Jeff Swertfeger, superintendent of water quality and treatment for the Greater Cincinnati Water Works, told WVXU News on Monday that the highest reading of butyl acrylate they had seen in the Ohio River at the weekend was around 4 parts per billion; around 560 parts per billion is deemed harmful.
He added that the water board would be adding activated carbon, such as charcoal powder, earlier in their filtration process to give it “a little more oomph” with the removal of contaminants.
Upstream, samples taken from the river on February 8 near Steubenville and Toronto, Ohio, found butyl acrylate concentrations of 1.23 parts per billion and 1 part per billion respectively, according to the Weirton Daily Times.
© Angelo Merendino/Getty Images Water is rerouted near the site of a train derailment on February 14, 2023 in East Palestine, Ohio. EPA officials said nearby Sulphur Run “remains contaminated but we’re confident it’s contained.” Angelo Merendino/Getty Images
“That would be below health-based drinking water standards, so that’s a good number to have,” Marc Glass, principal environmental consultant at Downstream Strategies, who has advised state and federal projects on contamination in West Virginia, said. “Zero is better, but that’s not a number that would raise concern and should be treatable if it were taken into the public drinking water system.”
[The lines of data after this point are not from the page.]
PR #246, opened 2016-04-06
Rebuilt mvicuna binary on OS X without OpenMP.

yesimon:
Therefore we don't have to rely on the user having specific versioned
brew gcc runtime libraries because OS X clang does not support OpenMP.
This should work on all OS X machines. M-Vicuna is not a bottleneck
anyways.


tomkinsc:
Thanks, @yesimon. I don't see why we shouldn't merge this. 
Could you please open a second PR to the [separate repository](https://github.com/broadinstitute/mvicuna) we use as a source for the conda-based install of M-Vicuna?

Water treatment plants in both towns had at least doubled their use of activated carbon, while Weirton Utilities in West Virginia had detected the contaminant on February 7 and had changed the makeup of its water sources.
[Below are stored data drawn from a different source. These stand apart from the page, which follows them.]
PR #5770, opened 2023-01-13
Replace HIP_LOCK_ARRAYS macros by functions

masterleinad:
The corresponding pull request on the `desul`-side was merged (https://github.com/desul/desul/pull/88).
The purpose was to get rid of more obscure macros and to make the `CUDA` and `HIP` implementations more similar (again).

### DIFF
--- a/core/src/HIP/Kokkos_HIP_Instance.cpp
+++ b/core/src/HIP/Kokkos_HIP_Instance.cpp
@@ -375,14 +375,6 @@ Kokkos::HIP::size_type *hip_internal_scratch_flags(const HIP &instance,
 
 namespace Kokkos {
 namespace Impl {
-void hip_device_synchronize(const std::string &name) {
-  Kokkos::Tools::Experimental::Impl::profile_fence_event<Kokkos::HIP>(
-      name,
-      Kokkos::Tools::Experimental::SpecialSynchronizationCases::
-          GlobalDeviceSynchronization,
-      [&]() { KOKKOS_IMPL_HIP_SAFE_CALL(hipDeviceSynchronize()); });
-}
-
 void hip_internal_error_throw(hipError_t e, const char *name, const char *file,
                               const int line) {
   std::ostringstream out;
--- a/core/src/HIP/Kokkos_HIP_Locks.cpp
+++ b/core/src/HIP/Kokkos_HIP_Locks.cpp
@@ -67,8 +67,6 @@ void initialize_host_hip_lock_arrays() {
   copy_hip_lock_arrays_to_device();
   init_lock_array_kernel_atomic<<<
       (KOKKOS_IMPL_HIP_SPACE_ATOMIC_MASK + 1 + 255) / 256, 256, 0, nullptr>>>();
-  HIP::impl_static_fence(
-      "Kokkos::Impl::initialize_host_hip_lock_arrays: Post Init Lock Arrays");
 }
 
 void finalize_host_hip_lock_arrays() {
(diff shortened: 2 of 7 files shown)


core/src/HIP/Kokkos_HIP_Instance.cpp
```diff
@@ -375,14 +375,6 @@ Kokkos::HIP::size_type *hip_internal_scratch_flags(const HIP &instance,
...
 namespace Kokkos {
 namespace Impl {
-void hip_device_synchronize(const std::string &name) {
-  Kokkos::Tools::Experimental::Impl::profile_fence_event<Kokkos::HIP>(
-      name,
-      Kokkos::Tools::Experimental::SpecialSynchronizationCases::
-          GlobalDeviceSynchronization,
-      [&]() { KOKKOS_IMPL_HIP_SAFE_CALL(hipDeviceSynchronize()); });
-}
-
```
masterleinad, line 385: Drive-by: this is unused.

core/src/HIP/Kokkos_HIP_Locks.hpp
```diff
@@ -113,45 +113,49 @@ namespace {
...
-    ::Kokkos::Impl::lock_array_copied = 1;                      \
+#ifdef KOKKOS_ENABLE_HIP_RELOCATABLE_DEVICE_CODE
+inline
+#else
+inline static
+#endif
+    void
+    copy_hip_lock_arrays_to_device() {
+  if (lock_array_copied == 0) {
+    KOKKOS_IMPL_HIP_SAFE_CALL(hipMemcpyToSymbol(g_device_hip_lock_arrays,
```
Rombur, line 125: Why did you remove `HIP_SYMBOL`? New compilers don't need this anymore?

masterleinad: I introduced it again. Interesting that it also worked without it.

core/src/HIP/Kokkos_HIP_Locks.cpp
```diff
@@ -65,10 +64,11 @@ void initialize_host_hip_lock_arrays() {
       sizeof(std::int32_t) * (KOKKOS_IMPL_HIP_SPACE_ATOMIC_MASK + 1)));
 
   g_host_hip_lock_arrays.n = HIPInternal::concurrency();
-
-  KOKKOS_COPY_HIP_LOCK_ARRAYS_TO_DEVICE();
+  copy_hip_lock_arrays_to_device();
   init_lock_array_kernel_atomic<<<
       (KOKKOS_IMPL_HIP_SPACE_ATOMIC_MASK + 1 + 255) / 256, 256, 0, nullptr>>>();
+  HIP::impl_static_fence(
+      "Kokkos::Impl::initialize_host_hip_lock_arrays: Post Init Lock Arrays");
```
masterleinad, line 71: This fence is new (and we have it in the `CUDA` implementation).

dalg24 (approved):

core/src/HIP/Kokkos_HIP_Locks.cpp
Rombur: I don't see why this is necessary for the HIP backend

masterleinad: In my opinion, it makes sense to make sure that the kernel finishes before returning so that other streams see the correct values. Noe that we do the same in `desul`: https://github.com/desul/desul/blob/0a0dfd3a4b53030913f970f0a28714a0415e147a/atomics/src/Lock_Array_HIP.cpp#L78-L79
Hopefully, we can get rid of these variables soon anyway and just use the `desul` ones.

Rombur: This has nothing to do with streams. The function is only called when initializing the backend and it is followed by a synchronized HIP function. This just adds pointless code.

masterleinad: Not worth fighting over. I removed the fence.

Rombur (approved):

“The big thing is that carbon filtration—because that will actually recover the mass; it wouldn’t pass through,” Glass commented. “I’d say it’s relatively low-risk unless concentrations in the Ohio [River] were to go up significantly.”
He noted that many utility suppliers drew from multiple water sources, and could mitigate the risk of contamination by switching to other sources if needed.
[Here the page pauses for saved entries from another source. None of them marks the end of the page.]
PR #5775, opened 2023-01-17
SIMD backend of ARM NEON

ibaned:
This adds a backend to the SIMD tools for the ARM NEON intrinsics. It compiles and passes unit tests using the ARM 21.0 `armclang` compilers.
Setting CMake configuration `-DKokkos_ARCH_ARMV8_THUNDERX2=ON`, and possibly other ARM ARCH settings, should enable this NEON backend and make it the "native" SIMD ABI.

### DIFF
--- a/simd/src/Kokkos_SIMD.hpp
+++ b/simd/src/Kokkos_SIMD.hpp
@@ -140,7 +140,7 @@ class abi_set {};
 using host_abi_set = abi_set<simd_abi::scalar, simd_abi::avx512_fixed_size<8>>;
 #elif defined(KOKKOS_ARCH_AVX2)
 using host_abi_set = abi_set<simd_abi::scalar, simd_abi::avx2_fixed_size<4>>;
-#elif defined(KOKKOS_ARCH_NEON)
+#elif defined(__ARM_NEON)
 using host_abi_set = abi_set<simd_abi::scalar, simd_abi::neon_fixed_size<2>>;
 #else
 using host_abi_set = abi_set<simd_abi::scalar>;
--- a/simd/src/Kokkos_SIMD.hpp
+++ b/simd/src/Kokkos_SIMD.hpp
@@ -29,6 +29,10 @@
 #include <Kokkos_SIMD_AVX512.hpp>
 #endif
 
+#ifdef __ARM_NEON
+#include <Kokkos_SIMD_NEON.hpp>
+#endif
+
 namespace Kokkos {
 namespace Experimental {
 
@@ -40,6 +44,8 @@ namespace Impl {
 using host_native = avx512_fixed_size<8>;
 #elif defined(KOKKOS_ARCH_AVX2)
 using host_native  = avx2_fixed_size<4>;
+#elif defined(__ARM_NEON)
+using host_native  = neon_fixed_size<2>;
 #else
 using host_native  = scalar;
 #endif
@@ -134,6 +140,8 @@ class abi_set {};
 using host_abi_set = abi_set<simd_abi::scalar, simd_abi::avx512_fixed_size<8>>;
 #elif defined(KOKKOS_ARCH_AVX2)
 using host_abi_set = abi_set<simd_abi::scalar, simd_abi::avx2_fixed_size<4>>;
+#elif defined(KOKKOS_ARCH_NEON)
+using host_abi_set = abi_set<simd_abi::scalar, simd_abi::neon_fixed_size<2>>;
 #else
 using host_abi_set = abi_set<simd_abi::scalar>;
 #endif
--- a/simd/src/Kokkos_SIMD_NEON.hpp
+++ b/simd/src/Kokkos_SIMD_NEON.hpp
@@ -983,8 +983,8 @@ class const_where_expression<
   }
   KOKKOS_IMPL_HOST_FORCEINLINE_FUNCTION
   void copy_to(std::int32_t* mem, element_aligned_tag) const {
-    _mm_maskstore_epi32(mem, static_cast<__m128i>(m_mask),
-                        static_cast<__m128i>(m_value));
+    if (m_mask[0]) mem[0] = m_value[0];
+    if (m_mask[1]) mem[1] = m_value[1];
   }
 };
 
@@ -1001,7 +1001,8 @@ class where_expression<simd_mask<std::int32_t, simd_abi::neon_fixed_size<2>>,
       : const_where_expression(mask_arg, value_arg) {}
   KOKKOS_IMPL_HOST_FORCEINLINE_FUNCTION
   void copy_from(std::int32_t const* mem, element_aligned_tag) {
-    m_value = value_type(_mm_maskload_epi32(mem, static_cast<__m128i>(m_mask)));
+    if (m_mask[0]) m_value[0] = mem[0];
+    if (m_mask[1]) m_value[1] = mem[1];
   }
 };
 
--- a/simd/src/Kokkos_SIMD_NEON.hpp
+++ b/simd/src/Kokkos_SIMD_NEON.hpp
@@ -444,10 +444,10 @@ simd<double, simd_abi::neon_fixed_size<2>> min(
 }
 
 [[nodiscard]] KOKKOS_IMPL_HOST_FORCEINLINE_FUNCTION
-simd<double, simd_abi::neon_fixed_size<2>> condition(
-    simd_mask<double, simd_abi::neon_fixed_size<2>> const& a,
-    simd<double, simd_abi::neon_fixed_size<2>> const& b,
-    simd<double, simd_abi::neon_fixed_size<2>> const& c) {
+    simd<double, simd_abi::neon_fixed_size<2>>
+    condition(simd_mask<double, simd_abi::neon_fixed_size<2>> const& a,
+              simd<double, simd_abi::neon_fixed_size<2>> const& b,
+              simd<double, simd_abi::neon_fixed_size<2>> const& c) {
   return simd<double, simd_abi::neon_fixed_size<2>>(
       vbslq_f64(static_cast<uint64x2_t>(a), static_cast<float64x2_t>(b),
                 static_cast<float64x2_t>(c)));
@@ -720,10 +720,10 @@ class simd<std::int64_t, simd_abi::neon_fixed_size<2>> {
 }
 
 [[nodiscard]] KOKKOS_IMPL_HOST_FORCEINLINE_FUNCTION
-simd<std::int64_t, simd_abi::neon_fixed_size<2>> condition(
-    simd_mask<std::int64_t, simd_abi::neon_fixed_size<2>> const& a,
-    simd<std::int64_t, simd_abi::neon_fixed_size<2>> const& b,
-    simd<std::int64_t, simd_abi::neon_fixed_size<2>> const& c) {
+    simd<std::int64_t, simd_abi::neon_fixed_size<2>>
+    condition(simd_mask<std::int64_t, simd_abi::neon_fixed_size<2>> const& a,
+              simd<std::int64_t, simd_abi::neon_fixed_size<2>> const& b,
+              simd<std::int64_t, simd_abi::neon_fixed_size<2>> const& c) {
   return simd<std::int64_t, simd_abi::neon_fixed_size<2>>(
       vbslq_s64(static_cast<uint64x2_t>(a), static_cast<int64x2_t>(b),
                 static_cast<int64x2_t>(c)));
@@ -856,10 +856,10 @@ simd<std::int64_t, simd_abi::neon_fixed_size<2>>::simd(
     : m_value(vreinterpretq_s64_u64(static_cast<uint64x2_t>(other))) {}
 
 [[nodiscard]] KOKKOS_IMPL_HOST_FORCEINLINE_FUNCTION
-simd<std::uint64_t, simd_abi::neon_fixed_size<2>> condition(
-    simd_mask<std::uint64_t, simd_abi::neon_fixed_size<2>> const& a,
-    simd<std::uint64_t, simd_abi::neon_fixed_size<2>> const& b,
-    simd<std::uint64_t, simd_abi::neon_fixed_size<2>> const& c) {
+    simd<std::uint64_t, simd_abi::neon_fixed_size<2>>
+    condition(simd_mask<std::uint64_t, simd_abi::neon_fixed_size<2>> const& a,
+              simd<std::uint64_t, simd_abi::neon_fixed_size<2>> const& b,
+              simd<std::uint64_t, simd_abi::neon_fixed_size<2>> const& c) {
   return simd<std::uint64_t, simd_abi::neon_fixed_size<2>>(
       vbslq_u64(static_cast<uint64x2_t>(a), static_cast<uint64x2_t>(b),
                 static_cast<uint64x2_t>(c)));
--- a/simd/src/Kokkos_SIMD_NEON.hpp
+++ b/simd/src/Kokkos_SIMD_NEON.hpp
@@ -50,7 +50,8 @@ class simd_mask<double, simd_abi::neon_fixed_size<2>> {
         : m_mask(mask_arg), m_lane(lane_arg) {}
     KOKKOS_IMPL_HOST_FORCEINLINE_FUNCTION reference
     operator=(bool value) const {
-      // this switch statement is needed because the lane argument has to be a constant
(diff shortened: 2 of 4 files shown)


PhilMiller:
This should probably be targeting `develop`?

ibaned:
> This should probably be targeting `develop`?

This was something that we were hoping to have in the 4.0 release. Will it still get there if I target `develop`? I realize it is getting late to get things into 4.0 so I'm happy to talk more about it. Thank you!

masterleinad:
> This was something that we were hoping to have in the 4.0 release. Will it still get there if I target `develop`?

You would need to target the `release-candidate-4.0.0` branch. We don't merge pull requests into `master` directly.

ibaned:
> Details

Yep, that's what I think I'm doing right now. Please let me know if I should change anything.

ibaned:
Despite the strange CI errors, this passes all my tests including my internal Sandia application runs correctly. I think this is ready for Kokkos team review

dalg24 (commented):
Please update the description and discuss how one would go about enabling the NEON instructions.  Presumably just enable one of the Kokkos ARM arch?

simd/src/Kokkos_SIMD.hpp
```diff
@@ -29,6 +29,10 @@
 #include <Kokkos_SIMD_AVX512.hpp>
 #endif
 
+#ifdef __ARM_NEON
```
dalg24, line 32: Why did you decide to guard this way rather than follow what we had done for AVX2 and AVX512?
(Not necessarily asking you to changer, just trying to understand if you considered it.  To be fair it seems that these arch macros are only used in the simd package at the moment if we exclude the legacy atomics that we are about to remove anyway.)

ibaned: This is a good question. I think Kokkos had pre-existing macros for AVX and I was able to determine which Intel microarchitectures had support for which extensions. It was less clear to me which ARM architectures support NEON, so it was convenient to let the compiler indicate this. I agree that consistency would be better, perhaps we should use vendor-specific macros for AVX detection as well and reduce the responsibility of Kokkos macros.

dalg24: We discussed briefly with Christian. We think what you did is in the right direction, that we will probably get rid of `KOKKOS_ARCH_AVX*` macros right after we drop the legacy atomics.  One advantage is that it will enable the appropriate SIMD support when users configure with `-DKokkos_ARCH_NATIVE=ON`

ibaned: Sounds great!

PhilMiller: I think I've mentioned this elsewhere, but I think it might be important to maintain a distinction between (in particular, but maybe more generally) building for a microarchitecture that supports AVX-512 and specifically using AVX-512 SIMD.

https://travisdowns.github.io/blog/2020/01/17/avxfreq1.html and some of his other posts give details on why a user may want to compile 'native', but still use AVX2 SIMD.

I wouldn't be surprised if at least one implementation of ARM SVE ends up presenting similar issues down the line.

ibaned: I get your point, but I believe supporting this falls outside the scope of this PR review.

simd/src/Kokkos_SIMD_NEON.hpp
```diff
@@ -0,0 +1,1108 @@
...
+      // this switch statement is needed because the lane argument has to be a
+      // constant
+      switch (m_lane) {
+        case 0:
+          m_mask = vsetq_lane_u64(value ? 0xFFFFFFFFFFFFFFFFULL : 0, m_mask, 0);
+          break;
+        case 1:
+          m_mask = vsetq_lane_u64(value ? 0xFFFFFFFFFFFFFFFFULL : 0, m_mask, 1);
+          break;
+      }
```
Rombur, line 62: You cannot simply do
```c++
m_mask = vsetq_lane_u64(value ? 0xFFFFFFFFFFFFFFFFULL : 0, m_mask, (int const) m_lane);
```
or
```c++
int const const_lane = m_lane ? 0 : 1;
m_mask = vsetq_lane_u64(value ? 0xFFFFFFFFFFFFFFFFULL : 0, m_mask, const_lane);
```
It is easier to see what's the difference between the two calls to `vsetq_lane_u64`

simd/src/Kokkos_SIMD_NEON.hpp
```diff
@@ -0,0 +1,1108 @@
...
+        : m_mask(mask_arg), m_lane(lane_arg) {}
+    KOKKOS_IMPL_HOST_FORCEINLINE_FUNCTION reference
+    operator=(bool value) const {
+      switch (m_lane) {
+        case 0:
+          m_mask = vset_lane_u32(value ? 0xFFFFFFFFU : 0, m_mask, 0);
+          break;
+        case 1:
+          m_mask = vset_lane_u32(value ? 0xFFFFFFFFU : 0, m_mask, 1);
+          break;
```
Rombur, line 151: Same as above.

simd/src/Kokkos_SIMD_NEON.hpp
```diff
@@ -0,0 +1,1108 @@
...
+  }
+  KOKKOS_IMPL_HOST_FORCEINLINE_FUNCTION bool operator!=(
+      simd_mask const& other) const {
+    return !operator==(other);
+  }
+};
+
+template <>
+class simd_mask<std::int64_t, simd_abi::neon_fixed_size<2>> {
+  uint64x2_t m_value;
```
Rombur, line 217: I cannot see the difference between the code in this `class` and the code in
`class simd_mask<double, simd_abi::neon_fixed_size<2>>`.  What is it?

simd/src/Kokkos_SIMD.hpp
PhilMiller: That was more directed at Damien's remark about selecting SIMD instruction set based on `-DKokkos_ARCH_NATIVE` and dropping separate configuration variables/macros.

simd/src/Kokkos_SIMD_NEON.hpp
ibaned: Yea, that's what I had initially, and the ARM clang compiler gave an error saying that the lane argument must be a compile-time constant.... yea I fully agree with you that is bad design, but the compiler forces us.

simd/src/Kokkos_SIMD_NEON.hpp
ibaned: It may be exactly the same! they are both represented as `uint64x2_t` masks. We could make a common base class and try to derive, although we may have to use the Curiously Recurring Template Pattern to ensure the result types of operators are of the derived type

Rombur: Do we expect the two classes to always be the same? If we do, I think it would be useful to avoid duplicating code. Otherwise, we will need to fix a single bug multiple times.

ibaned: Okay! I've just pushed a couple of commits to de-duplicate this using CRTP base classes

Rombur: thanks

simd/src/Kokkos_SIMD_NEON.hpp
```diff
@@ -0,0 +1,964 @@
...
+      vadd_s32(static_cast<int32x2_t>(lhs), static_cast<int32x2_t>(rhs)));
+}
+
+[[nodiscard]] KOKKOS_IMPL_HOST_FORCEINLINE_FUNCTION
+    simd<std::int32_t, simd_abi::neon_fixed_size<2>>
+    condition(simd_mask<std::int32_t, simd_abi::neon_fixed_size<2>> const& a,
+              simd<std::int32_t, simd_abi::neon_fixed_size<2>> const& b,
+              simd<std::int32_t, simd_abi::neon_fixed_size<2>> const& c) {
+  return simd<std::int32_t, simd_abi::neon_fixed_size<2>>(
+      vbsl_s32(static_cast<uint32x2_t>(a), static_cast<int32x2_t>(b),
```
dalg24, line 583: Did you mean `uint32x2_t ` and not `int32x2_t`?

dalg24: Nevermind the answer is yes.

simd/src/Kokkos_SIMD_NEON.hpp
```diff
@@ -0,0 +1,964 @@
...
+  }
+  KOKKOS_IMPL_HOST_FORCEINLINE_FUNCTION constexpr explicit neon_mask(
+      uint32x2_t const& value_in)
+      : m_value(value_in) {}
+  template <class U>
+  KOKKOS_IMPL_HOST_FORCEINLINE_FUNCTION neon_mask(neon_mask<U, 64> const& other)
+      : m_value(vqmovn_u64(static_cast<uint64x2_t>(other))) {}
+  template <class U>
+  KOKKOS_IMPL_HOST_FORCEINLINE_FUNCTION neon_mask(neon_mask<U, 32> const& other)
+      : m_value(static_cast<uint32x2_t>(other)) {}
```
dalg24, line 189: Please move these two definition just above `size()`.
It gives friendlier diff.

simd/src/Kokkos_SIMD_NEON.hpp
```diff
@@ -0,0 +1,964 @@
...
+}
+
+[[nodiscard]] KOKKOS_IMPL_HOST_FORCEINLINE_FUNCTION
+    simd<std::int64_t, simd_abi::neon_fixed_size<2>>
+    operator-(simd<std::int64_t, simd_abi::neon_fixed_size<2>> const& a) {
+  return simd<std::int64_t, simd_abi::neon_fixed_size<2>>(
+      vnegq_s64(static_cast<int64x2_t>(a)));
+}
+
+KOKKOS_IMPL_HOST_FORCEINLINE_FUNCTION
```
dalg24, line 707: The `int32_t` version has a `[[nodiscard]]` attribute.

simd/src/Kokkos_SIMD_NEON.hpp
```diff
@@ -0,0 +1,964 @@
...
+  return simd<std::int64_t, simd_abi::neon_fixed_size<2>>(
+      vsubq_s64(static_cast<int64x2_t>(lhs), static_cast<int64x2_t>(rhs)));
+}
+
+[[nodiscard]] KOKKOS_IMPL_HOST_FORCEINLINE_FUNCTION
+    simd<std::int64_t, simd_abi::neon_fixed_size<2>>
+    operator-(simd<std::int64_t, simd_abi::neon_fixed_size<2>> const& a) {
+  return simd<std::int64_t, simd_abi::neon_fixed_size<2>>(
+      vnegq_s64(static_cast<int64x2_t>(a)));
+}
```
dalg24, line 705: The `int32_t` version does not have a "negate" function (unary `operator-`).
Also the "add" function (`binary `operator+`) is missing whereas is provided for `int32_t` .

simd/src/Kokkos_SIMD_NEON.hpp
```diff
@@ -0,0 +1,964 @@
...
+    return m_value;
+  }
+  KOKKOS_IMPL_HOST_FORCEINLINE_FUNCTION simd
+  operator<<(unsigned int rhs) const {
+    return simd(vshlq_u64(m_value, vdupq_n_s64(std::int64_t(rhs))));
+  }
+  KOKKOS_IMPL_HOST_FORCEINLINE_FUNCTION simd
+  operator>>(unsigned int rhs) const {
+    return simd(vshlq_u64(m_value, vdupq_n_s64(-std::int64_t(rhs))));
+  }
```
dalg24, line 805: operator left/right shift only for unsigned types?

simd/src/Kokkos_SIMD_NEON.hpp
```diff
@@ -0,0 +1,964 @@
...
+    : m_value(
+          vmovn_s64(vreinterpretq_s64_u64(static_cast<uint64x2_t>(other)))) {}
+
+KOKKOS_IMPL_HOST_FORCEINLINE_FUNCTION
+simd<std::int64_t, simd_abi::neon_fixed_size<2>>::simd(
+    simd<std::uint64_t, simd_abi::neon_fixed_size<2>> const& other)
+    : m_value(vreinterpretq_s64_u64(static_cast<uint64x2_t>(other))) {}
+
+KOKKOS_IMPL_HOST_FORCEINLINE_FUNCTION
+simd<std::uint64_t, simd_abi::neon_fixed_size<2>> condition(
```
dalg24, line 828: Same comment about the `[[nodiscard]]` attribute

simd/src/Kokkos_SIMD_NEON.hpp
```diff
@@ -0,0 +1,964 @@
...
+  }
+  KOKKOS_IMPL_HOST_FORCEINLINE_FUNCTION mask_type
+  operator==(simd const& other) const {
+    return mask_type(vceqq_u64(m_value, other.m_value));
+  }
+  KOKKOS_IMPL_HOST_FORCEINLINE_FUNCTION mask_type
+  operator!=(simd const& other) const {
+    return !((*this) == other);
+  }
+};
```
dalg24, line 814: No "add" and "sub" (binary `operator+` and `operator-`)?
No "neg" (unary `operator-`)?

simd/src/Kokkos_SIMD_NEON.hpp
```diff
@@ -0,0 +1,964 @@
...
+ public:
+  where_expression(
+      simd_mask<std::int32_t, simd_abi::neon_fixed_size<2>> const& mask_arg,
+      simd<std::int32_t, simd_abi::neon_fixed_size<2>>& value_arg)
+      : const_where_expression(mask_arg, value_arg) {}
+  KOKKOS_IMPL_HOST_FORCEINLINE_FUNCTION
+  void copy_from(std::int32_t const* mem, element_aligned_tag) {
+    if (m_mask[0]) m_value[0] = mem[0];
+    if (m_mask[1]) m_value[1] = mem[1];
+  }
```
Rombur, line 958: Why is there no `gather_from` and no move operator like there is for `double`?

dalg24:
Would you say a word about the data types you chose to implement and the one you omitted?

simd/src/Kokkos_SIMD_NEON.hpp
ibaned: Sorry I'm not clear what you're asking: do you want an explanation of why only for these types or are you requesting code changes?

dalg24: only explanation at that point

simd/src/Kokkos_SIMD_NEON.hpp
ibaned: I will add the binary +/- momentarily, but I don't think an unsigned integer type should have unary negation

simd/src/Kokkos_SIMD_NEON.hpp
ibaned: Well I'm not proud of this explanation but to be honest I simply didn't need a shift for any other type in my code.

simd/src/Kokkos_SIMD_NEON.hpp
ibaned: Yea not proud of this explanation but I simply didn't need gathers and loads for this type in my code

ibaned:
Here's the rough justification for the data types:
 - `double`: really the workhorse for HPC codes
 - `int32_t`: meant to be used for indexing to support gather/scatter of `double`
 - `int64_t` and `uint64_t`: supports a special algorithm that decomposes `double` to do associative sums in vectorized parallel

`uint32_t` is omitted because it wasn't needed for any of the above needs in my code, but there is no technical barrier to adding it, only time cost.

ibaned:
Alright, I just pushed commits that I believe address all of @dalg24 's comments

Please let me know if other changes are desired.

Rombur (approved):

PhilMiller (changes requested):
This is still targeting `release-candidate-4.0.0` before the relevant changes are on `develop`. That's not the standard workflow.

ibaned:
rebased onto and pointed to `develop`!

crtrott:
Ok to test

ibaned:
@PhilMiller this will not test unless you mark your requested change as resolved

PhilMiller (approved):

dalg24 (approved):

The Ohio River forms the natural border between Kentucky and Indiana, flowing through Louisville, and then Illinois, before it becomes a tributary of the Mississippi River, between Missouri, Tennessee, Arkansas, Mississippi and Louisiana.
© EPA An aerial photo, taken by the EPA’s ASPECT (Airborne Spectral Photometric Environmental Collection Technology) system on February 7, 2023, of the derailment site after the fire was extinguished. The EPA has found several toxic chemicals in contaminated air, soil or water surrounding the crash site. EPA
Chris Bobay, a water quality manager for Louisville Water, told local news channel WLKY that the plume had “a long way to go,” but that the main concern would be just a change in the “taste and odor” of the water.
It is as-yet unclear when along the Ohio River’s 981-mile course the plume will dissipate to levels that are undetectable.
“Detectability will go down into the parts per trillion range,” Glass said. “I would expect if the source soil is removed and any free product is removed, that would be detectable for many miles downstream, but there would be dilution.”
His concerns were less with the public drinking water drawn from the Ohio River, which is treated, but with the private wells in East Palestine which draw their supply from groundwater.
“The risk locally is real because some of those chemicals were obviously consumed in the fire, but some of them weren’t, and they’re very mobile in the subsurface,” Glass explained. “Once they get into the soil they can migrate to the groundwater and then any drinking wells that would access or pump that water would have a high risk. The other concern about that is private wells typically don’t have any sort of treatment.”
In a statement, Debra Shore, administrator of the EPA’s fifth region, said on Tuesday that the federal agency was “working closely with Ohio EPA to determine what impact the spill has had on surface and groundwater. State and local agencies are conducting sampling throughout the Ohio River to ensure drinking water intakes aren’t affected, and EPA is continuing to assist the state with sampling efforts at water treatment intake points along the Ohio River.”